Juan Carlos Cardet, MD

Nearly half of severe asthmatic patients are inadequately treated by existing, often expensive therapies, but investigating genetic variation may help better understand severe asthma and introduce more effective and cheaper therapies. Our group had previously found that variation in the RGS2 gene relates to having mild asthma. With the support of the ALA/AAAAI Allergic Respiratory Diseases Research Award we found that these same variants are risk factors for severe asthma attacks among non-Hispanic White patients with severe asthma, and that decreasing RGS2 makes airway cells behave more like asthmatic airway cells. We presented our work at the annual meeting of the AAAAI in February 2022 in Phoenix, AZ, and our manuscript was accepted for publication with the Journal of Allergy and Clinical Immunology. We are continuing to work towards our goal of finding genetic markers that can inform us whether there are existing therapies that work especially well in patients with those RGS genetic markers, and whether developing new therapies that target RGS molecules are even better for these patients.
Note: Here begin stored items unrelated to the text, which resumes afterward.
Issue #6986, opened 2026-07-31
Revisit composite focus presentation for real and virtual focus


diegohaz:
### Context

Found while addressing review feedback on https://github.com/ariakit/ariakit/pull/6985, which fixes a page jump when a `ComboboxSelect` opens on a scrolled page. That PR patches the point where the scroll happens. The review asked whether the real fix belonged in `Popover`, since it looked like autofocus was running before positioning finished. Investigating that turned up a broader problem in the composite focus logic that is too large and too delicate to resolve inside a bug fix, so it is recorded here.

The composite focus machinery now has several independent paths that move DOM focus, each with its own scroll-presentation policy, and no shared notion of when it is safe to move focus into a popup. It also has to keep serving both real focus and virtual focus. These differ in DOM focus ownership, not in whether the active item is presented to the user: real focus leaves DOM focus on the item, while virtual focus leaves primary DOM focus on the base element through `aria-activedescendant`.

### What the ordering actually is

`Popover` already waits for positioning before it autofocuses. `usePopover` keeps a `positioned` state that only flips after the first awaited `computePosition`, passes `autoFocusOnShow: positioned && autoFocusOnShow` to `useDialog`, and publishes `data-placing` on the popup so other components can wait too. `Combobox` observes `data-placing` for its `autoSelect` behavior, with the comment "prevent the focus from moving to the first item while the popover is still calculating its position, which could cause a scroll jump".

The composite's own scheduled focus does not observe it. Opening `Select with Combobox and manual Tab` on the `combobox-select-tabs` preview with the page at scrollY 300, captured by patching `HTMLElement.prototype.focus` and reading the popup's `data-placing` and viewport rect at each call:

```
focus  role=option    placing=true   popoverTop=-300   composite.tsx      (useScheduleFocus -> present)
focus  role=combobox  placing=true   popoverTop=-300   composite-item.tsx (redirectFocusToBaseElement)
focus  role=combobox  placing=null   popoverTop=228    dialog.tsx         (autoFocusOnShow, after positioning)
```

`popoverTop=-300` is the popup still sitting at its pre-placement origin, which is document `0,0`. The first two calls move DOM focus into it there. Only the third waits.

### The gate was prototyped, and it works

[...]

Issue #6838, opened 2026-07-24
Center the selected ComboboxSelect item on open


diegohaz:
## Context

Discovered while reviewing #6832. ComboboxSelect currently keeps a selected item visible when the popover opens, including asynchronous and virtualized lists, while deliberately avoiding page scroll.

## Work

When the popover opens and receives initial focus, scroll the selected item toward the middle of its nearest scrollable viewport. Preserve nearest-edge scrolling for later arrow-key movement and never scroll the document. Add a browser fixture with a long list and a far-down selected value that asserts both the initial midpoint and unchanged `window.scrollY`.

## Expected outcome

A newly opened ComboboxSelect presents the selected option near the center of the popup viewport without disruptive recentering during navigation or page-scroll jumps.

This is independent of #6832 because the current ensure-visible behavior is correct and sufficient for the unified select to ship.

## Workaround

See the [corrected temporary userland workaround](https://github.com/ariakit/ariakit/issues/6838#issuecomment-5131243236).

diegohaz:
The implementation merged in #6976 is being reverted. The centered selected-item goal remains valid, but the follow-up work in #6994 showed that extending the current Composite-based presentation path required disproportionate scheduling, cancellation, navigation-ordering, and outer-scroll work.

Until the focus-presentation logic is revisited holistically, `ComboboxSelect` will return to the previous nearest-edge behavior, which keeps the selected item visible without the centering machinery. The centering requirement, coverage matrix, and constraints learned from #6994 are now tracked in #6986, so this issue remains closed as superseded by that broader work.

PR #7003, opened 2026-08-01
Revert ComboboxSelect selected-item centering

diegohaz:
## Motivation

The selected-item centering added in #6976 expanded the shared Composite focus scheduler and introduced document scroll side effects. Follow-up #6994 showed that making it reliable required open-cycle, cancellation, navigation-ordering, popup-lifecycle, and ancestor-scroll policy that was disproportionate to the presentation benefit. The behavior has not been published.

## Solution

Restore the pre-#6976 nearest-edge presentation path, remove the private centering callback and helper, and delete center-specific fixtures while preserving later changes from main. The selected-item path is again handled by the existing nearest-edge presentation:

```ts
activeElement.scrollIntoView({
  block: "nearest",
  inline: "nearest",
});
```

Add the independent `unmountOnHide` focus-cancellation case originally proposed in the unmerged #6994. The broader presentation redesign, including centered selected items, is tracked in #6986.

## Preview

Opening the filterable ComboboxSelect keeps the selected Watermelon visible at the nearest edge without centering it.

Selected Watermelon visible at the nearest edge of the open ComboboxSelect popup

[Interaction recording: open the filterable ComboboxSelect and keep Watermelon at the nearest edge](https://github.com/user-attachments/assets/1e5371e6-6242-4d5c-8af6-56a391ea2e17)

## Tests

- `pnpm lint-fix`
- `pnpm build`
- `pnpm clean`
- `pnpm tsc`
- Focused Vitest on current React and React 18: 2 files, 3 tests in each run
- `pnpm build-app-lite`
- Desktop Playwright in Chrome, Firefox, and Safari: 54 tests
- iOS Playwright: 1 test

## Notes

No changeset is included because the centered behavior has not been published.


app/src/sandbox/combobox-select-selected-value-presentation/test-browser.ts
```diff
@@ -78,81 +49,35 @@ withFramework(import.meta.dirname, async ({ test }) => {
...
+    await test.expect(q.option("Watermelon")).not.toBeInViewport();
   });
 
-  // https://github.com/ariakit/ariakit/issues/6838
-  test("keeps nearest-edge scrolling after virtual focus movement", async ({
+  // Locks in the same invariant for a popup that remounts on every open, where
+  // the select element is briefly the composite again. This is invariant
+  // coverage rather than a regression test: it also passes without the
+  // presentation-cycle handling added in
+  // https://github.com/ariakit/ariakit/pull/6994
```
diegohaz: This comment cites presentation-cycle handling "added in" #6994, but #6994 was closed without merging, so that handling was never added to this repository. `gh pr view 6994 --json state,mergedAt` returns `CLOSED` with `mergedAt: null`, and searching every reachable commit for the mechanism that PR introduced (`git log --all -S "unstable_presentActiveItem"`) returns only [`e2d8dd42d`](https://github.com/ariakit/ariakit/commit/e2d8dd42d), which is #6994's own branch head and is not reachable from `main`.

The sentence therefore presents a counterfactual as history. A reader auditing this test follows the link to a closed, unmerged pull request and cannot tell what the "also passes without" claim was measured against, because the named handling has never existed in any tree this test can run against. The pull request description carries the same framing ("Keep the independent `unmountOnHide` focus-cancellation coverage from #6994"), which reads as retained coverage rather than coverage this pull request newly adds.

Separately, this test's body is identical to `cancels presentation when real focus moves` directly above it apart from the combobox accessible name, and I could not find a mutation that separates the two. Removing the `hasFocus(scrollBaseElement)` cancellation guard in `useScheduleFocus`, and separately removing the `data-autofocus` guard in `scheduleScroll`, each left all five tests in this file passing in Chrome. Together with the comment's own statement that this is not a regression test, the new `unmountOnHide` fixture and this test are extra surface in a pull request whose stated motivation is that this machinery's cost was disproportionate to its benefit.

I did not exhaustively search for a discriminating mutation, so this is evidence that the two tests overlap rather than proof that the new one can never fail alone.

Two reasonable paths:

1. Drop the `unmountOnHide` fixture and this test, keeping the revert limited to restoring the pre-#6976 state.
2. Keep them, and rewrite the comment to state what the test guards in this tree without citing an unmerged pull request.

**Assessment**

- Severity: Low (verified), because it misdescribes repository history rather than changing runtime behavior.
- Priority: P1 (estimate, 90% confidence), because this pull request introduces the text and the fix is a comment rewrite or a small deletion before merge.
- Breakage likelihood: Likely (verified), because every future reader of this test meets the claim and the dead link.
- Fix effort: Easy (verified, 95% confidence), because it is a comment rewrite or removal of one fixture and one test.

diegohaz (commented):
Initial review. There were no existing review threads on this pull request, so the baseline is the merge base [`370291c3a`](https://github.com/ariakit/ariakit/commit/370291c3a) to head [`9d38c52f9`](https://github.com/ariakit/ariakit/commit/9d38c52f9), expanded into the surrounding code, the reverted pull requests, and the affected fixtures and suites.

## What I verified

**The library revert is exact.** Diffing head against the pre-#6976 tree ([`f4aedae2e`](https://github.com/ariakit/ariakit/commit/f4aedae2e)) for `composite.tsx` leaves exactly one difference: the `A focus handoff must scroll before ...` comment, whose head wording already matches `main` after #6995 removed the offscreen observer. Worth noting for other reviewers, since it surprised me at first: the `selectMode` branches in `useScheduleFocus` are restored pre-#6976 code, not new combobox knowledge being pushed into `Composite`. #6985's `composite.tsx` change lived entirely on the `canScrollIntoView` path that #6976 created, so it correctly disappears with it.

**No leftovers.** Repository-wide searches for `unstable_scrollIntoView`, `scrollSelectedItemIntoView`, `centerIntoView`, and `combobox-center-into-view` return nothing.

**`composite-late-item-focus` matches** what #6976 added there, 21 fixture lines and 24 test lines, removed exactly.

**Keeping #6976's `flushFrames` JSDoc in `app/src/test-utils/preview.ts` is the right call.** It is generic guidance about preferring retrying assertions, not center-specific.

**The "no changeset" claim holds.** #6976 shipped no changeset, and no file under `.changeset/` mentions the centering behavior, so no pending entry describes behavior this pull request removes.

Commands run on head, with an Astro dev server started from this checkout on a dedicated port and confirmed by the server process working directory:

- `pnpm tsc`: 0 errors.
- `pnpm lint`: clean.
- `pnpm test combobox-select composite-late-item-focus combobox`: 65 files, 413 tests passed.
- `pnpm -F app test-chrome` over `combobox-select-selected-value-presentation`, `composite-late-item-focus`, and `combobox-select-scroll-into-view`: 17 passed.
- `pnpm -F app test-ios combobox-select-selected-value-presentation`: 1 passed.

## Published inline

One finding, on the new `cancels presentation when real focus moves in an unmounted popup` test and its comment.

## Other candidates and dispositions

**Fixture insertion order. Declined non-goal.** The new `Focus moving unmounted fruit` fixture is inserted above `Touch filterable fruit` instead of appended where `Virtual focus fruit` was removed, which pushes the iOS test's target further down the document. I chased this because `test-ios.ts` asserts `window.scrollY` is still `100` after a second click, and a target below the fold would make Playwright's actionability scroll break that assertion. It does not break: the iOS test passes on head, and the target keeps comfortable slack inside the 746px iPhone 13 Pro Max viewport at `scrollY` 100. Appending rather than inserting would have kept every existing fixture at its original offset for free, but there is no defect to fix.

**Happy-dom coverage for #6858 is not restored. Declined non-goal, flagged so the decision is explicit.** #6976 deleted `app/src/sandbox/combobox-select-scroll-into-view/test.ts`, and this revert does not bring it back. I restored it temporarily and ran it twice: it passes against head, and it also passes against `main`'s library files. Its deletion was therefore not forced by centering, so this revert does not have to undo it. The authoritative browser coverage for that issue is still in place at `combobox-select-scroll-into-view/test-browser.ts`, and the deleted duplicate asserted through `vi.spyOn(HTMLElement.prototype, "scrollIntoView")` rather than through user-visible state. Happy to see it restored if you would rather keep the duplicate.

**Issue #6838 is still closed while its implementation is reverted. No change needed here.** #6986 is open and its "Selected-item presentation inherited from #6838" section already records that #6976 is being reverted and folds the centering goal into the redesign, so the follow-up is durably registered and no new issue is warranted. Someone landing on #6838 itself still sees a closed issue with no note that its implementation was reverted, so a short cross-link comment there would close the loop outside this pull request.

## Not fully validated

- Firefox, Safari, and Android Playwright projects. I ran Chrome and iOS locally; the description reports 54 desktop tests across the three desktop engines.
- The React 18 suite. The description reports it; I ran only the current React suite.
- I did not exhaustively search for a mutation that separates the two `cancels presentation` tests, as noted inline.

The revert itself is clean, complete, and well evidenced. The one newly discovered finding concerns the added test rather than the reverted code.

app/src/sandbox/combobox-select-selected-value-presentation/test-browser.ts
diegohaz: Fixed in [`3b28b5e24`](https://github.com/ariakit/ariakit/commit/3b28b5e249627b6e69201f86fbb2c3be3add5caa): rewrote the comment to state that the case originated in unmerged #6994 and to describe the current-tree popup-remount/composite invariant. I kept the test because `unmountOnHide` exercises a distinct lifecycle, and updated the PR description with the same provenance.

diegohaz:
**Fixed**

- [`3b28b5e24`](https://github.com/ariakit/ariakit/commit/3b28b5e249627b6e69201f86fbb2c3be3add5caa) ([reply](https://github.com/ariakit/ariakit/pull/7003#discussion_r3696098663)): Clarified that the popup-remount lifecycle case originated in unmerged #6994, described the current-tree invariant, and updated the PR description with the same provenance.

Update: With the support of the ALA/AAAAI Allergic Respiratory Diseases Research Award we analyzed SARP3 genomics data and found that two RGS promoter variants, rs2746071 and rs2746072, were associated with a human airway smooth muscle hypercontractility phenotype and greater risk of severe asthma exacerbations among non-Hispanic Whites. We presented our results as an oral abstract at the annual AAAAI meeting last February 2022 in Phoenix, AZ, and are now in press with the Journal of Allergy and Clinical Immunology, PMID:35398411. We will now continue investigating the impact of RGS genetic variation which may ultimately optimize treatment options through personalized medicine.